*** Supplied records ***

PR #221, opened 2024-03-26
Stability fixes

approxit:
Requires https://github.com/golemfactory/golem-core-python/pull/147 to be merged.

What I've done:
- Pulled down yagna version to `0.13.3`, as allocation creation is version-sensitive
- Reworked main loop of network stats, as [#181](https://github.com/golemfactory/ray-on-golem/pull/181/files#diff-f60d4e72ce0a6202fc54ed72f75b6d4f878f99436f8797771338e8ca27a6a0bcR167-R168) exposed problem with graceful shutdown while using `asyncio.run`
- Changed flow with `_consume_draft_proposals` to use `asyncio.wait_for` instead of `asyncio.wait`, as in this way we don't need to handle its cancellation manually
- Introduced `DeviceListAllocationPayMentManager` which has allocation creation based on payment devices, instead of account lists - this change is a step towards yagna 0.15 support. Note that placement is not random, as yagna 0.15+ does not have API endpoint to fetch the device list, and it must be done at CLI level, which is used only on ray-on-golem, and not in api-centric golem-core
- Added suggested heads extra scoring to network stats
- Made proposal concurrency smaller, to not overshoot the currently available amount of suggested heads on the mainnet
- Made proposal expiration time smaller, to avoid generating warnings about too-late expiration
- Made suggested heads score boost bigger to keep them at the top of the proposal scoring
- Added `--sender` argument in case of mainnet fund preparation

Notable remarks:
- While executing `asyncio.run(func())`, `KeyboardInterrupt` can be raised in a random place (it could be somewhere in `func` or somewhere in event loop internals), stopping `func` execution. `asyncio.run` will catch that exception and will try to cancel **all remaining** tasks at once. In this way, we can't control the order of graceful shutdown. This should work in [python 3.11+](https://docs.python.org/3.12/library/asyncio-runner.html#handling-keyboard-interruption), but we are stuck in python 3.8.
- Yagna 0.15+ have reworked payment flow, where accounts are automatically prepared when needed, so `yagna payments init --sender --network polygon` is not needed at all.

### DIFF
--- a/pyproject.toml
+++ b/pyproject.toml
@@ -9,10 +9,10 @@ packages = [{include = "ray_on_golem"}]
 [tool.poetry.dependencies]
 python = "^3.8.1"
 
-ray = {version="~2.9.3", extras=["default"]}
-#golem-core = {path="../golem-core-python", develop=true}
-#golem-core = {git="https://github.com/golemfactory/golem-core-python.git", branch="main"}
-golem-core = "^0.6.2"
+ray = {version = "~2.9.3", extras = ["default"]}
+#golem-core = {path = "../golem-core-python", develop = true}
+golem-core = {git = "https://github.com/golemfactory/golem-core-python.git", branch = "main"}
+#golem-core = "^0.6.2"
 aiohttp = "^3"
 requests = "^2"
 click = "^8"
@@ -35,10 +35,10 @@ setuptools = "*"
 [tool.poetry.group.ray.dependencies]
 python = "^3.8.1"
 
-ray = {version="==2.9.3", extras=["default"]}
-#golem-core = {path="../golem-core-python", develop=true}
-#golem-core = {git="https://github.com/golemfactory/golem-core-python.git", branch="main"}
-golem-core = "^0.6.2"
+ray = {version = "==2.9.3", extras = ["default"]}
+#golem-core = {path = "../golem-core-python", develop = true}
+golem-core = {git = "https://github.com/golemfactory/golem-core-python.git", branch = "main"}
+#golem-core = "^0.6.2"
 aiohttp = "^3"
 requests = "^2"
 click = "^8"
--- a/ray_on_golem/server/services/golem/golem.py
+++ b/ray_on_golem/server/services/golem/golem.py
@@ -4,7 +4,6 @@ import logging
 from collections import defaultdict
 from datetime import datetime, timedelta, timezone
 from decimal import Decimal
-from functools import partial
 from pathlib import Path
 from typing import Awaitable, Callable, DefaultDict, Dict, Optional, Tuple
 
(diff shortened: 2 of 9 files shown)


lucekdudek (approved):

ray_on_golem/server/services/golem/golem.py
```diff
@@ -244,7 +296,7 @@ async def _create_stack(
                     ProposalBuffer(
                         min_size=0,
                         max_size=4,
-                        fill_concurrency_size=4,
+                        fill_concurrency_size=2,
```
lucekdudek, line 299: Please revert this change (as we discussed)

pyproject.toml
```diff
@@ -22,18 +22,18 @@ dpath = "^2.1.6"
 appdirs = "^1.4.4"
 
 websocat = "^1.12.0"
-golem-node = {version = "0.15.0a18", source = "test-pypi"}
+golem-node = "0.13.3"
```
shadeofblue, line 25: I'd still insist on using the newest available version of 0.15 in most of our tests, in order to have a chance to find issues with it before we publicly release a ray-on-golem version which utilizes it

ray_on_golem/server/services/golem/golem.py
```diff
@@ -46,6 +59,45 @@
...
+
+
+# FIXME: Rework this into the golem-core's DefaultPaymentManager and Allocation on yagna 0.16+,
+#  as until then there is no api call available to get driver lists and golem-core is api-only
+class DeviceListAllocationPaymentManager(DefaultPaymentManager):
+    @trace_span(show_arguments=True, show_results=True)
+    async def _create_allocation(self, budget: Decimal, network: str, driver: str) -> Allocation:
+        output = json.loads(
+            # await run_subprocess_output(YAGNA_PATH, "payment", "driver", "list", "--json")  # yagna 0.15+
+            await run_subprocess_output(YAGNA_PATH, "payment", "drivers", "--json")  # yagna 0.13
```
shadeofblue, line 73: I believe we have settled for a version check and a version dependent call here, haven't we?

ray_on_golem/server/services/golem/helpers/manager_stack.py
```diff
@@ -118,7 +118,7 @@ def _score_suggested_heads(
             proposal_data.properties.get("golem.node.debug.subnet") == priority_head_subnet_tag
         )
 
-        return 0.5 if add_scoring else 0
+        return 10 if add_scoring else 0
```
shadeofblue, line 121: please define a module-level constant to use here

ray_on_golem/server/services/golem/golem.py
```diff
@@ -255,7 +307,7 @@ async def _create_stack(
         return stack
 
     async def _get_proposal_expiration(self, proposal: Proposal) -> timedelta:
-        return await proposal.get_expiration_date() - datetime.now(timezone.utc)
+        return (await proposal.get_expiration_date() - datetime.now(timezone.utc)) * 0.8
```
shadeofblue, line 310: where does the `0.8` come from? wouldn't it make sense to define this magic number as a sensibly named constant so it's obvious what it does?

shadeofblue (commented):
please see my comments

*** End of Supplied records ***

_Task_
Return only the number of lines in the entries that contain the string "https".

_Final answer_
7